• **Exercise**:
Copy each line of the following material that has the string "import".

━━━

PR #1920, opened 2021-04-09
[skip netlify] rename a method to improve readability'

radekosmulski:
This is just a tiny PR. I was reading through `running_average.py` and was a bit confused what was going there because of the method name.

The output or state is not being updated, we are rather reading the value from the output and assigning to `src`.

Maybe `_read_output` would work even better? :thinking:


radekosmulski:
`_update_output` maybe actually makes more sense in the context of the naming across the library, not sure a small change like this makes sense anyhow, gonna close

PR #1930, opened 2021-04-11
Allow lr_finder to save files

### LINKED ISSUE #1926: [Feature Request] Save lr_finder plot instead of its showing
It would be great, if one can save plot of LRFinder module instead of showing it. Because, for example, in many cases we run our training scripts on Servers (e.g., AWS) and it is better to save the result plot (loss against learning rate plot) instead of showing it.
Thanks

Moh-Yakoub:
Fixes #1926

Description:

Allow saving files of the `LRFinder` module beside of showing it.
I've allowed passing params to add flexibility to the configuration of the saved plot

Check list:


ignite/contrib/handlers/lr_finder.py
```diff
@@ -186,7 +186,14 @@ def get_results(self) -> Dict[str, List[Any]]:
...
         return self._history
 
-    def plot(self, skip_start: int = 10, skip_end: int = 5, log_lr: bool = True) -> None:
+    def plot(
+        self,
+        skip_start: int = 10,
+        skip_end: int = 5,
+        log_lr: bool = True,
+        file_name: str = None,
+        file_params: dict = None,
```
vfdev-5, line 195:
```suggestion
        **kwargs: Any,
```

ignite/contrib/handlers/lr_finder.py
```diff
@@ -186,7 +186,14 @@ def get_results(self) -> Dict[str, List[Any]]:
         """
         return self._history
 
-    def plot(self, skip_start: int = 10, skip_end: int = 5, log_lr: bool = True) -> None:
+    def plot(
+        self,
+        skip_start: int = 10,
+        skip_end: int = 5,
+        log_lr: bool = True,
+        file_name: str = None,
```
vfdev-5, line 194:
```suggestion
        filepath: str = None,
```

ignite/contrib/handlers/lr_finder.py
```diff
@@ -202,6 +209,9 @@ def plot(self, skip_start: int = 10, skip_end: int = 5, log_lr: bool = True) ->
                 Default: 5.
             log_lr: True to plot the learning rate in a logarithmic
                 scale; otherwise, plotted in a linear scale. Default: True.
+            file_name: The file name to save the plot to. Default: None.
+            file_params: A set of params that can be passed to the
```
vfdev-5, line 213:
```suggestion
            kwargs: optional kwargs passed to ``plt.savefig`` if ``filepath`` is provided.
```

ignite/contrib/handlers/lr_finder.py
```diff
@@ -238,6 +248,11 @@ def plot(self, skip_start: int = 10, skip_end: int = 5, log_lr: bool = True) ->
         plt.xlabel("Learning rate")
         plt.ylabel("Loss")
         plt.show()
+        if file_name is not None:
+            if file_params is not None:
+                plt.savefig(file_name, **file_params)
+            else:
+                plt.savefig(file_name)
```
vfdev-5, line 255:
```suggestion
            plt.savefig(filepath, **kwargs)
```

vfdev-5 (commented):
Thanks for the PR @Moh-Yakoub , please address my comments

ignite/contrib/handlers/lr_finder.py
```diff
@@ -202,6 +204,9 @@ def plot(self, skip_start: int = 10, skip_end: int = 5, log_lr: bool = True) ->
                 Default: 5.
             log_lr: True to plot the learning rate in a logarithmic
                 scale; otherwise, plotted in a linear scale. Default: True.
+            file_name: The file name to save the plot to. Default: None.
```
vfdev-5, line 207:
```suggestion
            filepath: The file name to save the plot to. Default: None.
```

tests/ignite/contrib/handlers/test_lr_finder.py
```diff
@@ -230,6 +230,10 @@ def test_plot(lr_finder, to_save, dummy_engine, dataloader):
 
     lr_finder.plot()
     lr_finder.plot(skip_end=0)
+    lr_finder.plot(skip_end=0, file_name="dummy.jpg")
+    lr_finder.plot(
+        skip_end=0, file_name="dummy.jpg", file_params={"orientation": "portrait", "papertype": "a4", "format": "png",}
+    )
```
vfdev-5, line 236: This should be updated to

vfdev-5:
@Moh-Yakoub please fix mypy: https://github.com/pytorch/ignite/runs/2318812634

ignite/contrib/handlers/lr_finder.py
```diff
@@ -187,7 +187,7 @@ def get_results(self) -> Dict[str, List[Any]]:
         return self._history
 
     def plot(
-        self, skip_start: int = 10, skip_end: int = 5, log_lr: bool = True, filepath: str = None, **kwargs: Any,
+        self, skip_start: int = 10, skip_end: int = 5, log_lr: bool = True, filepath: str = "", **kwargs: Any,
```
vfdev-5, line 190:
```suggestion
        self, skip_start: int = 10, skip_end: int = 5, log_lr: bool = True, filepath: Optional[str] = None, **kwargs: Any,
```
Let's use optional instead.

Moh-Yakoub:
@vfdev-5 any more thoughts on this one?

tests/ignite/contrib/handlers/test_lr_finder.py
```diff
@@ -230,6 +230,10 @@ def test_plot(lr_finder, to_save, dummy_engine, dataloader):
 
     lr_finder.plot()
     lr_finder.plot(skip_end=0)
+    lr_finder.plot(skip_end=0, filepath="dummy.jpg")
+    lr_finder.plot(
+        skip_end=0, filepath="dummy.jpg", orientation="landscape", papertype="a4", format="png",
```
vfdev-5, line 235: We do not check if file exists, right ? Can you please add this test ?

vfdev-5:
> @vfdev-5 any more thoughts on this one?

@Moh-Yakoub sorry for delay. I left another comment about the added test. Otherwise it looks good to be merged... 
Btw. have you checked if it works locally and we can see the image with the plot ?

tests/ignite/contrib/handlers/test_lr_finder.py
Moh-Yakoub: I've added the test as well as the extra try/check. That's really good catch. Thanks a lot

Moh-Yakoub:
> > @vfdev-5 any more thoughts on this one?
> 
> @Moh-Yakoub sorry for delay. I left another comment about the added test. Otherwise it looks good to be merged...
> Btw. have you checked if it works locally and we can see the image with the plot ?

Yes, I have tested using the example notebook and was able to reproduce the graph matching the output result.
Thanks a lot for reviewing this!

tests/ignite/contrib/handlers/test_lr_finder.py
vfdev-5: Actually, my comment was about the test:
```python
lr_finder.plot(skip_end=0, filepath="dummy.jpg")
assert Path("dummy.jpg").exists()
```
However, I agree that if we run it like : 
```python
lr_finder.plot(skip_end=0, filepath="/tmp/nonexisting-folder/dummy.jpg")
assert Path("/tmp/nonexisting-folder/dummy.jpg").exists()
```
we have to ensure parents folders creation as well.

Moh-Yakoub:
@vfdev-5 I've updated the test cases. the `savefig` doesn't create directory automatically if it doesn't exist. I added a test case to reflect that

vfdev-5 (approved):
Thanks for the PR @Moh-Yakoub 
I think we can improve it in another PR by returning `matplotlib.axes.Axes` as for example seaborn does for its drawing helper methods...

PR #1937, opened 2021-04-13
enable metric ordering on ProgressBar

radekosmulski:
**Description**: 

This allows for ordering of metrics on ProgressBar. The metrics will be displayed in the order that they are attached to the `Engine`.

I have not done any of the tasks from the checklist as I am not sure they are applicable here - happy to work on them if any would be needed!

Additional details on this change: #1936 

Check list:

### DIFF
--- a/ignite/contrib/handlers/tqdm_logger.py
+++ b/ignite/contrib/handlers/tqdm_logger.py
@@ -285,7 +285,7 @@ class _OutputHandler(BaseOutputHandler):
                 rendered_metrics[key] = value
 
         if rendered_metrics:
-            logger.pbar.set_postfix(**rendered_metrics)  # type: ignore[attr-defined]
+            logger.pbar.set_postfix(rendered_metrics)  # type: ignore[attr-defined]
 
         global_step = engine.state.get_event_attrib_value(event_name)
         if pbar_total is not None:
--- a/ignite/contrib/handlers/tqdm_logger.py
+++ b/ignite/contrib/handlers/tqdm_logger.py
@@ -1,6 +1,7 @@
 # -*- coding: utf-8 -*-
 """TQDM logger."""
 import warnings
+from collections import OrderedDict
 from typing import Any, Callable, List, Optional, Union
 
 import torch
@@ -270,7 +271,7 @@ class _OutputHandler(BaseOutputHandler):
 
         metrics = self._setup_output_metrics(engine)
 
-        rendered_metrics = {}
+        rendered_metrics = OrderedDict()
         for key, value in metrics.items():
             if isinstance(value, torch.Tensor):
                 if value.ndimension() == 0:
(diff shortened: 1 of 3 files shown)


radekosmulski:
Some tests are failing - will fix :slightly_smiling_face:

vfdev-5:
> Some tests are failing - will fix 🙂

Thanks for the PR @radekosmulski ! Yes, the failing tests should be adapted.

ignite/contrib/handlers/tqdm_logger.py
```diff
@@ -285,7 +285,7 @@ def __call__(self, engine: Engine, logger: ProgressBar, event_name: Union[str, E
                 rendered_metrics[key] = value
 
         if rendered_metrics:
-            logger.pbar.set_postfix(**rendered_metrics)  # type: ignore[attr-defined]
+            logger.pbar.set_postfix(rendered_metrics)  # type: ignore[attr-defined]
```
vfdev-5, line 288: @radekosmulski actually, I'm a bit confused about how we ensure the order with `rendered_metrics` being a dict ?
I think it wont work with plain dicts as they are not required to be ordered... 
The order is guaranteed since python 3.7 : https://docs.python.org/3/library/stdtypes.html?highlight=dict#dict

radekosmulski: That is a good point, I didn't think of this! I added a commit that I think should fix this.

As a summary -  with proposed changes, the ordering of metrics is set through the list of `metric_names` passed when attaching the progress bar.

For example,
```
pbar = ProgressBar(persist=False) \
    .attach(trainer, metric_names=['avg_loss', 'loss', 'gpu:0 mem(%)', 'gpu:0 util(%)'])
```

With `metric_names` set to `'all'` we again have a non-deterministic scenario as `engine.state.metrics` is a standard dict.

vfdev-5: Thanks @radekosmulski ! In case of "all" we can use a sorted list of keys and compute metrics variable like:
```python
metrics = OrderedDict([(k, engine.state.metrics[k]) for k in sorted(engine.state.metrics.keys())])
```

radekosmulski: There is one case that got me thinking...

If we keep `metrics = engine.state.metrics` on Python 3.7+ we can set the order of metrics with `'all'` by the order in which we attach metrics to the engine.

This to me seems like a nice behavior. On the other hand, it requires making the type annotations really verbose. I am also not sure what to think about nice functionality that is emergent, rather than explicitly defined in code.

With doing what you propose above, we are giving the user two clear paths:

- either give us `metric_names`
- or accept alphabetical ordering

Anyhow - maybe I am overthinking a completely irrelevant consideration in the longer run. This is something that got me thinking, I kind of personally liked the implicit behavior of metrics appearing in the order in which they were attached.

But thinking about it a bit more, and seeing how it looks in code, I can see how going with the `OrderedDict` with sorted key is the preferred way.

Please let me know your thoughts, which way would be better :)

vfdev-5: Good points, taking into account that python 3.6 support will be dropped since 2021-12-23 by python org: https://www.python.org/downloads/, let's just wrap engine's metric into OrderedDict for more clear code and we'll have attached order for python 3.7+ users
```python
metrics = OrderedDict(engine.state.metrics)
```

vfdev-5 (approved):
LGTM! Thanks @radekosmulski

━━━

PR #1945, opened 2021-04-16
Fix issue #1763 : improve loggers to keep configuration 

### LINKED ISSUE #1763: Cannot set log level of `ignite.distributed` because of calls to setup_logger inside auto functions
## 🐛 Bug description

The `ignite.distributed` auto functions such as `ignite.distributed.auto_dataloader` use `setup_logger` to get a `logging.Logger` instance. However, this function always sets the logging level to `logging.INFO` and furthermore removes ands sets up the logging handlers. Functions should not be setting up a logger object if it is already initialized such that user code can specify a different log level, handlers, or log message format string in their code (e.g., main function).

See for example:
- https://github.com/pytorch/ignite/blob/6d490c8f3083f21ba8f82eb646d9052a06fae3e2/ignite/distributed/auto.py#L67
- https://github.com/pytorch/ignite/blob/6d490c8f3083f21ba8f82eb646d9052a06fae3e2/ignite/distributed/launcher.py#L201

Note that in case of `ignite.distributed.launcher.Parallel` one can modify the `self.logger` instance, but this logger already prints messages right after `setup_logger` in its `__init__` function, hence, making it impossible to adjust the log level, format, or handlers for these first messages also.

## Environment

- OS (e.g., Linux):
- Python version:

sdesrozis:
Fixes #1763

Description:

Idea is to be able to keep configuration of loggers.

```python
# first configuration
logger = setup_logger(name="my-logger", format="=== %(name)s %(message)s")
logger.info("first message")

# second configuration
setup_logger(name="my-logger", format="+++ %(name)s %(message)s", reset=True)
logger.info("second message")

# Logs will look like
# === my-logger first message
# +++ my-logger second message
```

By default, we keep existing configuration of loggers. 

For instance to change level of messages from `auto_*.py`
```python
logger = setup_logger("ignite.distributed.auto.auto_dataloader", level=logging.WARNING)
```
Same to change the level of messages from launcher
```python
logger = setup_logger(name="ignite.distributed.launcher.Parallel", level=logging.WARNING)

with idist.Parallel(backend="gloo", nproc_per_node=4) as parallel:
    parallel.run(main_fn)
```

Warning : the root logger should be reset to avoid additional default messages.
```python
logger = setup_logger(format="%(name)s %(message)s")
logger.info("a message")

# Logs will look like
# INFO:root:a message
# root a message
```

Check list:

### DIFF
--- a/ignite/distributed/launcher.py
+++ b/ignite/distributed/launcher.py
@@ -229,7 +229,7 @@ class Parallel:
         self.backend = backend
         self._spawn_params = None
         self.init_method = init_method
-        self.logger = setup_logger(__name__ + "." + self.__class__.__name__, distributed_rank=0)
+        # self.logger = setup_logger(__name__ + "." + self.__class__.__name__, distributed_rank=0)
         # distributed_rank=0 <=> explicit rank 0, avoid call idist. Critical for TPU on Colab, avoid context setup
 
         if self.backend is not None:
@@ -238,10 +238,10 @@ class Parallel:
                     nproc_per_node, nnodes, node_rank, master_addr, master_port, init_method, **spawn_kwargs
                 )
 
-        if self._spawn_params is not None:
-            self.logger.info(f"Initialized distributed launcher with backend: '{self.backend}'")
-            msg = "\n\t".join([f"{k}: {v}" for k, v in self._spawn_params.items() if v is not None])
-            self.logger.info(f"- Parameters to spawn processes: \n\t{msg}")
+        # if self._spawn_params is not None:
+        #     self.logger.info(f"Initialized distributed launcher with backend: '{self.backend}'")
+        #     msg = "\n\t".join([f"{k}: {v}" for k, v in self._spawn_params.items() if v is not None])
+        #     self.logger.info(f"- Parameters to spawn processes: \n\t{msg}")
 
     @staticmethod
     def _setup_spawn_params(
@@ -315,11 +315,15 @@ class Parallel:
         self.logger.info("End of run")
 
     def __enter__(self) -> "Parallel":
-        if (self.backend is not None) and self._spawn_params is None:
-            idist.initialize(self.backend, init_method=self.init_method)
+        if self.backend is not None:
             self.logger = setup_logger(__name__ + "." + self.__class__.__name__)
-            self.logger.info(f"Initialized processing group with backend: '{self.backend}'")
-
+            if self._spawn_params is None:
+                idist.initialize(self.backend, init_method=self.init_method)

━━━

• **Result of the exercise**:
 import warnings
+from collections import OrderedDict
 from typing import Any, Callable, List, Optional, Union
 import torch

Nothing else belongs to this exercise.